Association between Mycobacterium tuberculosis Complex Phylogenetic Lineage and Acquired Drug Resistance
Development of resistance to antituberculosis drugs during treatment (i.e., acquired resistance) can lead to emergence of resistant strains and consequent poor clinical outcomes. However, it is unknown whether Mycobacterium tuberculosis complex species and lineage affects the likelihood of acquired resistance. We analyzed data from the U.S. National Tuberculosis Surveillance System and National Tuberculosis Genotyping Service for tuberculosis cases during 2004-2011 with assigned species and lineage and both initial and final drug susceptibility test results. We determined univariate associations between species and lineage of Mycobacterium tuberculosis complex bacteria and acquired resistance to isoniazid, rifamycins, fluoroquinolones, and second-line injectables. We used Poisson regression with backward elimination to generate multivariable models for acquired resistance to isoniazid and rifamycins. M. bovis was independently associated with acquired resistance to isoniazid (adjusted prevalence ratio = 8.46, 95% CI 2.96-24.14) adjusting for HIV status, and with acquired resistance to rifamycins (adjusted prevalence ratio = 4.53, 95% CI 1.29-15.90) adjusting for homelessness, HIV status, initial resistance to isoniazid, site of disease, and administration of therapy.

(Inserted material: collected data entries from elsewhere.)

PR #1114, opened 2025-07-02
mod: remove explicit github.com/pkg/errors dependency

tormath1:
the 'wrap' of the error is supported in 'fmt' since a while now. Let's drop this explicit dependency.

It's still required from other dependencies:
```
$ go mod why github.com/pkg/errors
github.com/kinvolk/nebraska/backend/pkg/api
github.com/jackc/pgx/v4/stdlib
github.com/jackc/pgx/v4
github.com/jackc/pgx/v4.test
github.com/cockroachdb/apd
github.com/pkg/errors
```

---

Let's start to chase down useless dependency. This does not need a change log entry.

(related to: https://github.com/flatcar/nebraska/issues/1113)

### DIFF
--- a/backend/pkg/config/config.go
+++ b/backend/pkg/config/config.go
@@ -1,6 +1,7 @@
 package config
 
 import (
+	"errors"
 	"flag"
 	"fmt"
 	"net/url"
@@ -8,7 +9,6 @@ import (
 
 	"github.com/knadh/koanf"
 	"github.com/knadh/koanf/providers/basicflag"
-	"github.com/pkg/errors"
 
 	"github.com/kinvolk/nebraska/backend/pkg/random"
 )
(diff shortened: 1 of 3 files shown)


tylerauerbeck (approved):
Obviously no power here, but this LGTM 🎉 . Just made this bump in another project and these are the steps I took there as well.

backend/pkg/config/config.go
```diff
@@ -71,12 +71,12 @@ const (
...
 	if c.HostFlatcarPackages {
 		if c.FlatcarPackagesPath == "" {
-			return errors.New("Invalid Flatcar packages path. Please ensure you provide a valid path using -flatcar-packages-path")
+			return errors.New("invalid Flatcar packages path. Please ensure you provide a valid path using -flatcar-packages-path")
 		}
 
 		tmpFile, err := os.CreateTemp(c.FlatcarPackagesPath, "")
 		if err != nil {
-			return errors.New("Invalid Flatcar packages path: " + err.Error())
+			return errors.New("invalid Flatcar packages path: " + err.Error())
```
krnowak, line 79: Should this be
```suggestion
			return fmt.Errorf("invalid Flatcar packages path: %w", err)
```
?

PR #1140, opened 2025-07-15
Address React hooks dependency warnings

ervcz:
# Address React hooks dependency warnings and optimize caching

This PR addresses multiple React hooks dependency warnings across the frontend components by:
- Adding `eslint-disable-next-line react-hooks/exhaustive-deps` comments where exhaustive deps checks are intentionally bypassed

## How to use
1. Review the eslint-disable comments to verify they're justified
2. Verify no console warnings about missing dependencies remain


krnowak (commented):
Were these warnings just noise then? Maybe we could consider disabling the specific check in eslint config?

krnowak:
Got it, thanks for the explanation. I appreciate it.

PR #1143, opened 2025-07-16
fix: log when port is in use

tylerauerbeck:
# Log when Nebraska port is in use

At some point, we stopped logging when the Nebraska port is in use. This results in the Nebraska server just silently exiting when attempting to startup and something is already using that port. As a user, it's beneficial to know the reason why the server doesn't remain online.

## How to use

Run `make run-backend` and watch Nebraska startup (and remain online)
In a separate terminal, run `make run-backend` again.
You should now see a log that looks like:
```
{"level":"fatal","error":"listen tcp :8000: bind: address already in use","time":"2025-07-16T00:41:37-04:00","context":"main","message":"Failed to start server"}
```

## Testing done

`make ci`
`make run-backend`


tylerauerbeck:
✅ Should be in good shape now.

PR #1151, opened 2025-07-24
updater: remove kinvolk

tylerauerbeck:
# Remove last `kinvolk` references from updater

This removes the final references to old `kinvolk` packages and updates them to use the new `flatcar` repos

## How to use

`make ci`

## Testing done

`make ci`


tylerauerbeck:
Looks like `ExampleUpdater()` and `ExampleUpdater_withUpdateHandler()` needed to be updated to not return `error` as we were getting a compile error stating that these function `should return nothing`. Update them to just print out the errors as they currently stood, but maybe there's something else we'd rather do with them instead.

tylerauerbeck:
@ervcz Yepp, that was it. Sorry for the delay here. This should be cleaned up now!

PR #1195, opened 2025-09-03
feat: Implement multi-step updates with floor packages

ervcz:
full context: https://github.com/flatcar/Flatcar/discussions/1831, https://github.com/flatcar/Flatcar/issues/1185

To safely roll out Flatcar updates that require mandatory
intermediate steps—such as partition migrations or
system-level configuration changes—this change introduces
floor packages: channel-scoped checkpoints that all clients
must install before progressing to any newer version.

We initially considered using prerequisite chaining, where
each package declares a specific predecessor it depends on.
While technically feasible, this model creates a
semantic mismatch: it treats a global update policy
(e.g., “all clients must run v1.5 before going beyond”) as if
it were a local dependency of individual packages.
To prevent clients from bypassing critical steps, every newly
released package would need to inherit all historical
prerequisites—even if those steps have nothing to do with the
new package itself. This forces artificial metadata into
packages and obscures the actual intent: enforcing a consistent
update path, not expressing per-package dependencies.

By shifting to floor-based semantics, we decouple policy from
package identity. Floors are managed independently, apply
universally to all future updates, and make the update
progression rules explicit and easy to audit. This approach
is simpler to understand, safer to maintain, and avoids
polluting package metadata with inherited constraints that
don’t belong there.

Core Changes
- Add floor packages (mandatory intermediate versions) support for safe multi-step updates
- Store channel-specific floors in new channel_package_floors junction table
- Reuse last_update_version field for already-granted state tracking

API Updates
- Add floor management endpoints (mark/unmark/list floor packages)
- Add AddPackageWithMetadata for atomic package creation with complete metadata
- Prevent floor/blacklist conflicts with validation rules

Update Logic
- Regular clients progress sequentially through floors (one package at a time)
- Modern syncers with multi_manifest_ok receive all packages in single response
- Legacy syncers blocked with NoUpdate when floors exist
- Fix already-granted logic to check against last_update_version not channel target

Syncer Enhancements
- Support multi-manifest processing with target detection
- Add package integrity verification for existing packages
- Extract helper functions for maintainability
- Add cleanup for failed downloads

Omaha Protocol
- Support floor attributes (IsFloor, FloorReason, IsTarget) in manifests
- Identify syncers via InstallSource="scheduler"
- Block legacy syncers without multi-package capability

Safety & Constraints
- Enforce mutual exclusion between floor and blacklist status
- Protect channel targets from blacklisting
- Abort on floor marking failures (atomic operations)

Testing
- Add comprehensive test coverage for all floor scenarios
- Test backward compatibility and edge cases
- Verify safety rules and constraints

Dependencies
- Requires enhanced go-omaha library with multi-manifest support

## Testing done

See my two comments.
 
- [x] Update the go-omaha dependency [after PR was merged](https://github.com/flatcar/go-omaha/pull/23) 


pothos:
Thanks for the work!
Using the channel as main point makes it simpler to deal with the "nesting" we would otherwise have if it's a package property.
We should keep in mind though that this requires to be careful when introducing a new floor relation. It has to be done for all channels down to LTS but always only when the package gets promoted, in a short time window directly before the new package gets selected. Adding it too early would require all clients to go through the floor version even if not required. Forgetting/adding it to late means that clients will already update to the latest version without going through the floor version.

pothos:
The commit messages tell what was done but miss the reasoning on why the change was done. I find it useful to first capture the current state formulated as problem statement as first part of the commit message and the second part then tells what was done as a solution (and might contain info on other alternatives and why they are not taken).

Even reviewing a small change as the removal of the `switch err` block I am left a bit confused on whether this changes the behavior or not and if that was intentional.

pothos:
> IMO you no longer strictly need a very short time window, because clients will go up until the channel head. The floor packages will be considered only if the channel head has a greater version then them. So, the promotion of a channel can be considered as a switch that also activates floor packages at the same time.

I think we wouldn't directly mark a new release as floor. Rather, we would mark one of the latest possible old releases as a floor when this is required as precondition to update to the new release. So the automatic exclusion doesn't really help there.

pothos:
Anyway, not a big issue, and even if it was the "nested package" approach we would still have to coordinate release progressions because a new package gets created there and would also need this info set up.

pothos:
I'm still reading all these changes, it takes a while. Especially `backend/pkg/syncer/syncer.go` seems like it was entirely rewritten and it's hard to follow the diff.

pothos:
In general most changes look ok and now we'll probably need a bit more (non-author) testing to check for problems.

The part about download cleaning sounds like it's also good to have but this would have been an ideal candidate to live in its own follow-up PR.

backend/api/spec.yaml
```diff
@@ -705,6 +705,124 @@ paths:
...
+          application/json:
+            schema:
+              type: object
+              properties:
+                floor_reason:
+                  type: string
+                  nullable: true
+                  description: Optional reason for marking this package as a floor (e.g., "Security fix", "Critical update")
+                  maxLength: 500
+                  example: "Security fix for CVE-2024-1234"
```
pothos, line 791:
```suggestion
                  example: "Introduces btrfs support in update-engine to handle new updates after this version"
```

backend/api/spec.yaml
```diff
@@ -1475,6 +1636,39 @@ components:
...
+        channel_id:
+          type: string
+        package_id:
+          type: string
+        floor_reason:
+          type: string
+          nullable: true
+          description: Optional reason for marking this package as a floor
+          maxLength: 500
+          example: "Security fix for CVE-2024-1234"
```
pothos, line 1668:
```suggestion
          example: "Introduces needed filesystem support to handle new updates after this version"
```

PR #1327, opened 2026-03-11
chore(docs): document the PostgreSQL 14+ requirement

ervcz:
**CHANGELOG.md**
- Breaking: PostgreSQL 14+ now required (via pgx/v5)
- Breaking: cascaded Nebraska syncers must run this release or newer to consume channels with floor packages
- Adds missing PR links: `--ca-file` (#1370), regex hardening (#1222), instance stats query (#1356, Thilo Fromm)

**README.md** — adds Requirements section with PG14+

**charts/nebraska/README.md** — adds PG14+ warning under "Upgrade PostgreSQL", and fixes the postgresql image tag in the parameter table

### DIFF
--- a/CHANGELOG.md
+++ b/CHANGELOG.md
@@ -8,8 +8,22 @@ The format is based on [Keep a Changelog](https://keepachangelog.com/en/1.0.0/),
 
 ### Security
 ### Added
+### Changed
+### Removed
+### Bugfixes
 
-- **Custom CA Certificate for TLS:** Added `--ca-file` flag to trust additional CA certificates for TLS verification (e.g., internal CA, Let's Encrypt staging). Applies to the OIDC provider client and the syncer. Supports multiple PEM-encoded certs, additive to system CAs. Also exposed as `config.caFile` in the Helm chart.
+## [4.0.0] - 04/05/2026
+
+### Breaking Changes
+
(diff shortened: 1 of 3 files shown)


ervcz:
Hello @tormath1, @krnowak 
Can you please double-check the changelog edit?

tormath1 (approved):

ervcz:
Rebased onto current `main` and reworked.

4.0.0 was cut from the security fork branch, so none of this content is in it — and the next release has no date yet, so the entries now sit under `[Unreleased]` with no version heading. The `## [4.0.0]` section this PR used to add is gone: #1619 already landed the real one on `main`.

East Asian lineage was associated with acquired resistance to fluoroquinolones (prevalence ratio = 6.10, 95% CI 1.56-23.83). We found an association between mycobacterial species and lineage and acquired drug resistance using U.S. surveillance data. Prospective clinical studies are needed to determine the clinical significance of these findings, including whether rapid genotyping of isolates at the outset of treatment may benefit patient management.